Und warum in München? Warum nicht in Berlin, wo er damals seinen Arbeitsschwerpunkt hatte? Rudolf Steiner gibt „rein praktische Beweggründe“ an, denn „nur dort“ in München gäbe es die geeigneten Kräfte „für die lange und viel Hingebung erfordernde Arbeit“. Und Pfingsten(!) erscheine als Datum am geeignetsten. München war damals auch der Ort, an dem eine neue Gestaltung mit Kunst, Musik, Rede und dem Anknüpfen an alte Mysterien die besten Voraussetzungen hatte. In München, so Steiner in „Mein Lebensgang“ wirkte in die anthroposophische Arbeit von vorneherein das künstlerische Element. Und in dieses ließ sich eine Weltanschauung wie die aufkeimende Anthroposophie in ganz anderer Art aufnehmen als in den Rationalismus und Intellektualismus der in Berlin vorherrschte, denn das künstlerische Bild ist spiritueller als der rationalistische Begriff. Es ist auch lebendig und tötet das Geistige der Seele nicht, wie es der Intellektualismus tut. Die tonangebenden Persönlichkeiten für die Bildung einer Mitglieder- und Zuhörerschaft waren in München solche, bei denen das künstlerische Empfinden in der angedeuteten Art wirkte.“ – Damit waren Sophie Stinde und Pauline von Kalckreuth gemeint.
München selbst hatte damals eine besondere Anziehungskraft für Künstler seit Ludwig I. Um 1907 lebten und arbeiteten sie in Schwabing, das Café Luitpold war ihr Treffpunkt. Die Wohnung von Stinde und Kalckreuth war mitten in Schwabing, in der Adalbertstraße 55. Steiner hielt seine Vorträge in den Prinzensälen des Café Luitpold und der Kongress wurde in den Kaim-Sälen in der Türkenstraße veranstaltet. Salopp könnte man sagen: „Man sah sich“.

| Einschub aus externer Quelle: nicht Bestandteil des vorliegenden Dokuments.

PR #430, opened 2019-12-17
Increase open file limit to address Gossip flakes

lindluni:
Attempting to address gossip flakes by increasing open file limit

### DIFF
--- a/ci/install_deps.yml
+++ b/ci/install_deps.yml
@@ -7,6 +7,8 @@ steps:
       sudo apt-get clean
       sudo apt-get update
       sudo apt-get install -y libtool gcc make
+      echo "vsts  hard  nofile  65535" | sudo tee -a /etc/security/limits.conf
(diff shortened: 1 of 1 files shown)


ci/azure-pipelines.yml
```diff
@@ -44,20 +44,28 @@ jobs:
...
+#    dependsOn: VerifyBuild
     pool:
       vmImage: ubuntu-18.04
     steps:
       - template: install_deps.yml
+      - script: cat /proc/sys/fs/file-max
+      - script: whoami
+      - script: sudo cat /etc/security/limits.conf
+      - script: ulimit -Sn
+      - script: ulimit -Hn
```
mastersingh24: you may need to run `su - vsts` to get a new session so the new limits take effect

jyellick: Looks like you approved this change on release-1.4, so marking this resolved.

jyellick (approved):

In seinen Vorträgen saßen damals Christian Morgenstern und Carl Ludwig Schleich, Käthe Kollwitz und Erich Mühsam und 1907/08 verschiedentlich auch Kandinsky. So erinnert sich Maria Strakosch-Giesler, eine ehemalige „Phalanx“-Schülerin (Phalanx war eine Künstlervereinigung in München, von Kandinsky mitbegegründet, aber schon 1904 wieder aufgelöst wurde) an jene Zeiten wie folgt: «Gemeinsam besuchten wir Vorträge Rudolf Steiners ... und saßen hinterher noch lange in angeregten Gesprächen zusammen. Bei dieser Gelegenheit erwies sich Kandinsky als ein Geistsucher, der auch in den modernen geistigen Strömungen gut Bescheid wußte.» Zu einem Erlebnis besonderer Art wurde für Kandinsky Steiners Vortrag vom 26. März 1908, der mit einer Passage aus dem zweiten Teil von Goethes „Faust“ ausklang: ‚So bleibe denn die Sonne mir im Rücken ... Am farbigen Abglanz haben wir das Leben.‘ – Unmittelbar danach malte Kandinsky die ‚Ariel-Szene‘: Faust im Magiermantel mit sieben Knöpfen. Neben ihm Ariel, der sich einem der sylphischen Wesen zuneigt, die ihn in seinem Schlaf umgeben haben. Im Hintergrund ein Regenbogen, gleichsam ein Abglanz der Sonne, ‚von der Lebensströme ausgehen, so mächtig, daß wir sie nicht aushalten könnten, wenn sie nicht paralysiert würden durch die Mondenkräfte.‘ (Rudolf Steiner im Vortrag vom 26.3.1908 „Sonne, Mond und Sterne“, in Die Erkenntnis der Seele und des Geistes, GA 56, S. 262)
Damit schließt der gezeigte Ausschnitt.